Collected data entries:
"""

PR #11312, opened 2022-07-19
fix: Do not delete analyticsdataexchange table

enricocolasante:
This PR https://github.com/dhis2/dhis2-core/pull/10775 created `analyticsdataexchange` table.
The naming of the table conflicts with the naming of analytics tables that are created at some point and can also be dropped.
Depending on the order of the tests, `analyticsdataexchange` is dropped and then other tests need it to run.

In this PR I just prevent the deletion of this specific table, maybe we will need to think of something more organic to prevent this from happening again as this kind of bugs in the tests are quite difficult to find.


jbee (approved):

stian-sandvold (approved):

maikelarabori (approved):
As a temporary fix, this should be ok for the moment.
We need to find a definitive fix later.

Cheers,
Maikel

"""
"""

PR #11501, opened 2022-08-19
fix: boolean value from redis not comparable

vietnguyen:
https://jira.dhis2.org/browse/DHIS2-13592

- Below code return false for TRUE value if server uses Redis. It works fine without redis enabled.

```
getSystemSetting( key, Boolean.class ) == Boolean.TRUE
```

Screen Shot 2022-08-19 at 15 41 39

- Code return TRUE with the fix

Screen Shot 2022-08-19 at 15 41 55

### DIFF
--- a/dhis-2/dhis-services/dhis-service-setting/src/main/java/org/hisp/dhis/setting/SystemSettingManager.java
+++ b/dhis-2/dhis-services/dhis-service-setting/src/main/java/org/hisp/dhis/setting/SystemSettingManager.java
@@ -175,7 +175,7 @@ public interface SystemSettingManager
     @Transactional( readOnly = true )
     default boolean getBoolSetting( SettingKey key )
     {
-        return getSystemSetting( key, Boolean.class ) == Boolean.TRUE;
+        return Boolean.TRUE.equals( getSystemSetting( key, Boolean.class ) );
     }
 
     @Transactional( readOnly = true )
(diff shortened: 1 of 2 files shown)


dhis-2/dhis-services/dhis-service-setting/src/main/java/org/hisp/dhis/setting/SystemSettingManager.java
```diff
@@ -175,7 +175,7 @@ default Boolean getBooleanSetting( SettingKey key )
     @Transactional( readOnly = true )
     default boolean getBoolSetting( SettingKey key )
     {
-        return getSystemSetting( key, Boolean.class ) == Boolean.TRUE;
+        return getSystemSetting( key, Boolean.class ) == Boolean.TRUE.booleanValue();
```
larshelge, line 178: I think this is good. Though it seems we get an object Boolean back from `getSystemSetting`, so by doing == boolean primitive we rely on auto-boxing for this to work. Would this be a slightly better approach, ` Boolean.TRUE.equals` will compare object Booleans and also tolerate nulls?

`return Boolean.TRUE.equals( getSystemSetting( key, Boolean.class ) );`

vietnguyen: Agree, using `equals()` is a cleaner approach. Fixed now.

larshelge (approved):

"""

Using the records, work out how many lines include "approach", and reply with that number alone.

2